Set down the lines of the data exactly, starting at the first and stopping after the line containing "does not have".

── ENTRIES PROVIDED

PR #328, opened 2016-07-29
Deprecate exporter

### LINKED ISSUE #50: [Feature request] CSV export options
Situation
=======

Currently the ``Sonata\CoreBundle\Exporter\Exporter`` does not have any options for the column delimiter or the enclosing character if ``$format = csv`` is used.
Instead its using the following hardcoded:

``$writer      = new CsvWriter('php://output', ',', '"', "", true, true);``

Use Case
========
Theoretically the file is a correct CSV-File using comma as seperator but
opening a CSV-File generated by this exporter under Windows with Mircosoft Excel can cause that Excel does not manage to separate the columns correctly (depends on the OS system configurations and/or the Excel version and its configuration)

Prospect
=======
The exporter should have another param for the ``getResponse`` method which could be called ``$formatOptions``. That could be an array of options for the selected export format. That would imply that the SonataAdminBundle needs to be adjusted as well and provide the configured values for the exported format.

It seems that CSV is the only export format that needs  to be configureable at the moment. This makes it quite difficult for me to suggest where the best place would be to set up the options for the CSV export.

Admin class ?
config.yml ?
both ?

greg0ire:
I am targetting this branch, because this is BC

Closes #50

## Changelog

```markdown
### Deprecated
- Exporter class and service : use equivalents from `sonata-project/exporter` instead.
```

## To do

- [x] Wait for 1.6.0 to be released

## Subject

This deprecates the export class and service

### DIFF
--- a/Exporter/Exporter.php
+++ b/Exporter/Exporter.php
@@ -18,6 +18,15 @@ use Exporter\Writer\XlsWriter;
 use Exporter\Writer\XmlWriter;
 use Symfony\Component\HttpFoundation\StreamedResponse;
 
+@trigger_error(
+    'The '.__NAMESPACE__.'\Exporter class is deprecated since version 3.x and will be removed in 4.0.'.
+    ' Use Exporter\Exporter instead',
+    E_USER_DEPRECATED
+);
+
+/**
+ * NEXT_MAJOR: remove this class, and the dev dependency.
+ */
 class Exporter
 {
     /**
--- a/Resources/config/exporter.xml
+++ b/Resources/config/exporter.xml
@@ -1,4 +1,5 @@
 <?xml version="1.0" encoding="UTF-8"?>
+<!-- NEXT_MAJOR : remove this file -->
 <container xmlns="http://symfony.com/schema/dic/services" xmlns:xsi="http://www.w3.org/2001/XMLSchema-instance" xsi:schemaLocation="http://symfony.com/schema/dic/services http://symfony.com/schema/dic/services/services-1.0.xsd">
     <services>
         <service id="sonata.core.exporter" class="Sonata\CoreBundle\Exporter\Exporter"/>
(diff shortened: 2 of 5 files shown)


greg0ire:
@sonata-project/contributors minor? patch?

greg0ire:
@sonata-project/contributors please review this

OskarStark:
LGTM 👍

OskarStark:
btw. should we increase the dependency to 1.6.0 `

greg0ire:
> btw. should we increase the dependency to 1.6.0

I don't think so, it would be a BC-break, right?

core23:
Should be minor, because we deprecate stuff: http://semver.org/#spec-item-7

Exporter/Exporter.php
```diff
@@ -18,6 +18,15 @@
...
+@trigger_error(
+    'The '.__NAMESPACE__.'\Exporter class is deprecated since version 3.x and will be removed in 4.0.'.
+    ' Use Exporter\Exporter instead',
+    E_USER_DEPRECATED
+);
+
+/**
+ * NEXT_MAJOR: remove this class, and the dev dependency.
+ */
 class Exporter
```
core23: Can we require the new lib and extend it here?

greg0ire: I don't think so. Wouldn't it be a BC break? see https://github.com/sonata-project/SonataCoreBundle/pull/328#issuecomment-237576469

core23:
>> btw. should we increase the dependency to 1.6.0

> I don't think so, it would be a BC-break, right?

Don't thinkt, that this is a break, because we require a higher minor version. People who want's to use the exporter lib <1.6, won't get the latest version of the core bundle. This is how composer works 👍 

Btw. we did this already on several bundles, when requiring the 3.1 version of the admin bundle:
https://github.com/sonata-project/SonataMediaBundle/blob/3.x/composer.json#L49

greg0ire:
Ok I'll do as you suggest.

greg0ire:
@core23 : I reverted to the previous version : `Exporter\Exporter` is `final`.

core23:
Okay :(

Then LGTM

────

- [WRITTEN ANSWER]
PR #328, opened 2016-07-29
Deprecate exporter

### LINKED ISSUE #50: [Feature request] CSV export options
Situation
=======

Currently the ``Sonata\CoreBundle\Exporter\Exporter`` does not have any options for the column delimiter or the enclosing character if ``$format = csv`` is used.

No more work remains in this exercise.